The Hawaiian Gardens Police Department is the primary law enforcement agency for this small city, focusing on community policing and positive relationships between officers and residents. Arrest records and criminal records are carefully kept by the department, for public access. If you need information on local detainees, the Los Angeles County Jail system is used for housing individuals arrested in the area. Inmate records can be searched through the Los Angeles County Sheriff's Department website, and background checks can be requested online or in person at the local police department, making it straightforward for residents to obtain necessary legal information about their community. Residents looking to request public and vital records in Hawaiian Gardens can do so under the California Public Records Act (CPRA). For vital records, including birth, death, and marriage certificates, the Los Angeles County Clerk's Office provides access, allowing residents to obtain these documents either online or in person. Property records are maintained by the Los Angeles County Assessor's Office, which offers an online portal for searching property details. Court records can be accessed through the Los Angeles County Superior Court website, providing residents with a full online resource for their public record needs. This accessibility reflects the city’s commitment to transparency and the efficient management of public information.

Crime statistics · Hawaiian Gardens, CA · FBI UCR 2024

Reported offenses for the Hawaiian Gardens jurisdiction, total population 15510. Source: FBI Uniform Crime Reporting program.

Violent crimesProperty crimes
Total: 149
Murder & non-negligent manslaughter: 3
Rape: 6
Robbery: 75
Aggravated assault: 73
Total: 407
Burglary: 81
Larceny / theft: 222
Motor-vehicle theft: 104
Arson: 4

Reporting period: calendar year 2024. Numbers reflect offenses known to law-enforcement agencies serving Hawaiian Gardens.

Hawaiian Gardens · Population & demographics

Total population14254
White45.4%
Black or African American3.8%
Asian10.6%
Hispanic or Latino (any race)77.2%

Source: U.S. Census Bureau decennial count.

California Public Records Act

Records held by Hawaiian Gardens city offices, the Los Angeles County Sheriff, and the Los Angeles County Superior Court are subject to the California Public Records Act (Cal. Gov. Code § 7920 et seq.). Agencies must respond within 10 calendar days. Booking photos and arrest information are public per Sacramento Bee v. Yuba County and Penal Code § 13300. Body-cam footage related to officer-involved shootings is releasable within 45 days under SB 1421 and AB 748.

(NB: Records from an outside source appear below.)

PR #1656, opened 2022-08-01
Describe code contribution workflow in contributor guide

### LINKED ISSUE #760: Describe the development workflow in docs

namurphy:
The goal of this PR is to add a page that describes the code contribution workflow to PlasmaPy using `git` and GitHub.  It'll be based on content that we have in the code guide already, as well as [Astropy's workflow guide](https://docs.astropy.org/en/latest/development/workflow/development_workflow.html).  I'll need to figure out the overlap with `docs/contributing/install_dev.rst`.

Closes #760.  Related to #1178


docs/contributing/getting_ready.rst
```diff
@@ -0,0 +1,300 @@
...
+
+      git config --global core.editor emacs
+      git config --global core.editor notepad
+
+   For more editor options, see this page on `git commands for setup and
+   config`_.
+
+#. `Add a new SSH key to your GitHub account`_.
+
+Initial setup
```
mohawk811, line 124: A cool idea could be to integrate short recorded gifs of the steps you reference to visually show the step for further clarity. It could also make the page feel more alive if there are more visuals.

StanczakDominik: If we're going in that direction, I'll point out the existence of asciinema; and then we could use https://github.com/asciinema/agg to turn that into gifs, even!

docs/contributing/doc_guide.rst
```diff
@@ -1,5 +1,8 @@
 .. _documentation guide:
```
ejohnson-96, line 1: L515: Undefined substitution referenced "docs/api_static/"
L848: Undefined substitution referenced "|docs/_static/|_"
L1301: Same as L848

docs/contributing/coding_guide.rst
```diff
@@ -861,97 +861,6 @@ Exceptions to these guidelines should only be made when there are major
 improvements or fixes to upstream functionality or when other required
 packages have stricter requirements.
 
-.. The following section will be moved off of this page in #1656
-
```
ejohnson-96, line 865: L25: undefined label: 'code-contribution'

ejohnson-96 (commented):
Have read over the coding guide etc in changing the docs, seems to be a good guide. Though I was not actively coding while doing the review. Overall pull request appears ready, updates are only needed to some of the doc strings as listed in the respective docs.

namurphy:
Thank you for the review, @ejohnson-96!  I fixed the broken references, and then broke a few more references, and then fixed them too.  If this pull request looks good to you, could you [approve the pull request](https://docs.github.com/en/pull-requests/collaborating-with-pull-requests/reviewing-changes-in-pull-requests/approving-a-pull-request-with-required-reviews) when you have a chance so this can be merged?  Thanks again!

ejohnson-96 (commented):
👍

ejohnson-96 (approved):

PR #2222, opened 2023-06-23
Shell command correction (In contribution workflow)

mohawk811:


namurphy (approved):
Thank you for doing this!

Where to file a records request in Hawaiian Gardens

Police records: file with the Hawaiian Gardens Police Department or via the Los Angeles County Sheriff for unincorporated areas.

Court records: Los Angeles County Superior Court handles criminal, civil, family, and probate matters. Felonies and most misdemeanors flow through the Superior Court system.

Booking and inmate records: Los Angeles County Sheriff publishes a public inmate roster including booking photos and charges.